New Nuclear Waste Battery Can Run For 5000 Years

A British team has built a prototype “nuclear waste battery” that can keep producing electricity for more than 5,000 years by using carbon-14—an isotope found in graphite waste from nuclear reactors. The core idea is to turn a long-lived radioactive material into a direct source of electrical power, avoiding the inefficiency of older nuclear batteries that first convert decay heat into electricity.

The battery centers on carbon-14, a radioactive isotope created inside reactor cores’ graphite shielding. Carbon-14 decays with a half-life of about 5,700 years, emitting an electron as it transforms. Arkanite, a spin-off from the University of Bristol, has reportedly made a device from carbon-14 and claims a runtime exceeding 5,000 years. The approach is described as a “better voltaic battery,” aiming to convert the randomness of radioactive decay into a directed electric flow using engineered crystal structures. The concept relies on creating two different layers with distinct arrangements so that decay events preferentially drive electrons in one direction rather than merely generating heat.
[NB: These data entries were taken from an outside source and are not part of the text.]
Issue #1973, opened 2024-06-28
Side Menu: No active link on page load


ArakTaiRoth:
# Info

This code:
```html
<goa-side-menu>
  <a routerLink="/accordion"> Accordion </a>
  <a routerLink="/button"> Button </a>
  <a routerLink="/callout"> Callout </a>
  <a routerLink="/checkbox"> Checkbox </a>
  <a routerLink="/chip"> Chip </a>
  <a routerLink="/container"> Container </a>
</goa-side-menu>
```
Reproduces the issue. If you click a link on the side menu, it becomes the active link as is proper. However if you load a page via URL, or reload a page, the active link doesn't show up. If you add `goa-side-menu-group` to the code, like this:
```html
<goa-side-menu>
  <goa-side-menu-group heading="Components">
    <a routerLink="/accordion"> Accordion </a>
    <a routerLink="/button"> Button </a>
    <a routerLink="/callout"> Callout </a>
    <a routerLink="/checkbox"> Checkbox </a>
    <a routerLink="/chip"> Chip </a>
    <a routerLink="/container"> Container </a>
  </goa-side-menu-group>
</goa-side-menu>
```
Then the active links work properly on reload, loading via URL, or loading by clicking a link.

## Acceptance Criteria:

1. Active side menu link should be shown even if not using `goa-side-menu-group`

PR #2176, opened 2024-10-03
fix(#1973): side menu active link issues

syedszeeshan:
# Before (the change)

# After (the change)

### DIFF
--- a/libs/web-components/src/components/side-menu/SideMenu.svelte
+++ b/libs/web-components/src/components/side-menu/SideMenu.svelte
@@ -16,6 +16,7 @@
   onMount(async () => {
     await tick();
     getChildren();
+    setCurrentUrl();
     addEventListeners();
   });
 
@@ -34,6 +35,7 @@
       .filter((el) => el.tagName === "A")
       .map((el) => {
         el.classList.remove("current");
+        el.addEventListener("click", setCurrentUrl);
         return el;
       });
 
@@ -96,12 +98,6 @@
       observer = null;
     }
     window.removeEventListener("popstate", setCurrentUrl);
-    if (_rootEl) {
-      _rootEl.removeEventListener(
-        "sidemenugroup:mounted",
-        handleSideMenuGroupMount,
-      );
-    }
   }
 </script>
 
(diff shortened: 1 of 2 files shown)


lizhuomeng71:
This issue is verified for react and angular

libs/web-components/src/components/side-menu/SideMenu.svelte
```diff
@@ -30,14 +30,28 @@
 
     if (slotChildren.length === 0) return;
 
+    updateSideMenuLinks(slotChildren);
+
+    observer = new MutationObserver((mutations) => {
```
chrisolsen, line 35: Since links aren't continually being added throughout it's lifetime, is an observer necessary? This seems to be a place that the, now commonly used pattern, of receiving an event from child nodes would work best.

syedszeeshan: updated the PR.

libs/web-components/src/components/side-menu/SideMenu.svelte
```diff
@@ -46,6 +48,10 @@
     setCurrentUrl();
   }
 
+  function handleLinkClick() {
+    setCurrentUrl();
+  }
+
```
chrisolsen, line 54: Instead of creating a new function just call the `setCurrentUrl()` directly.

libs/web-components/src/components/side-menu/SideMenu.svelte
```diff
@@ -102,6 +108,9 @@
         handleSideMenuGroupMount,
       );
     }
+    _sideMenuLinks.forEach((el) => {
+      el.removeEventListener("click", handleLinkClick);
+    });
```
chrisolsen, line 113: This isn't really needed, since the event listeners are attached to the element being removed. The same is true for lines 105-110.

libs/web-components/src/components/side-menu/side-menu.spec.ts
```diff
@@ -20,3 +20,30 @@ describe.skip("SideMenu should render with children and set highlighted menu ite
...
+    window.location = new URL("http://localhost/get-started/designers") as any;
+  });
+
+  afterEach(() => {
+    window.location = originalLocation;
+  });
+
+  it("should set active link correctly", async () => {
+    const { container } = render(SideMenuWrapper);
+    await new Promise((resolve) => setTimeout(resolve, 0));
```
chrisolsen, line 39: The testing library has a `waitFor` function, or you could use the `tick` function.

chrisolsen (approved):

ArakTaiRoth (approved):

The prototype’s construction details are not fully public—there are no technical reports shared in the account—so the manufacturing steps are inferred. One plausible route involves separating carbon-14 from stable carbon, then combining it with other elements (suggested examples include nitrogen and phosphorus) and depositing the resulting material as layered structures on a surface. Because stray electrons could be hazardous, the design also requires shielding around the battery, though the radiation type is described as relatively straightforward to contain (with the practical caveat that people shouldn’t handle it casually).

Despite the striking longevity, the power output is extremely small—likely below a microwatt. That means the battery is not a replacement for laptops or mainstream electronics; powering a laptop would require on the order of 100 million such units. The low wattage also helps explain why nuclear energy density claims don’t translate directly: nuclear power plants rely on controlled fission chain reactions, while these batteries draw only from slow radioactive decay.

Where the technology could matter is in applications that prize decades-long operation over high power. The long lifetime makes it attractive for medical implants that need continuous monitoring or regulation, such as devices that can trigger alarms or modulate signals related to pain or heart rhythm. In space, tiny sensors on long missions could stay active for years without maintenance. On Earth, similar low-power sources could support remote environmental monitoring, including seafloor systems tracking ocean currents.

The carbon-14 battery is not the first nuclear battery. The American company City Labs has sold tritium-based nuclear batteries for years. Tritium has a shorter half-life of about 12 years, but those devices can produce up to roughly 100 microwatts—far more than the carbon-14 prototype—making them useful for remote sensors that can be serviced on a shorter cycle. City Labs’ batteries are already deployed in wilderness weather stations and other hard-to-reach monitoring setups.

Overall, the development highlights a broader push to make long-lived radioactive sources practical again—less about powering everything, more about enabling devices that must keep running when replacement is impossible.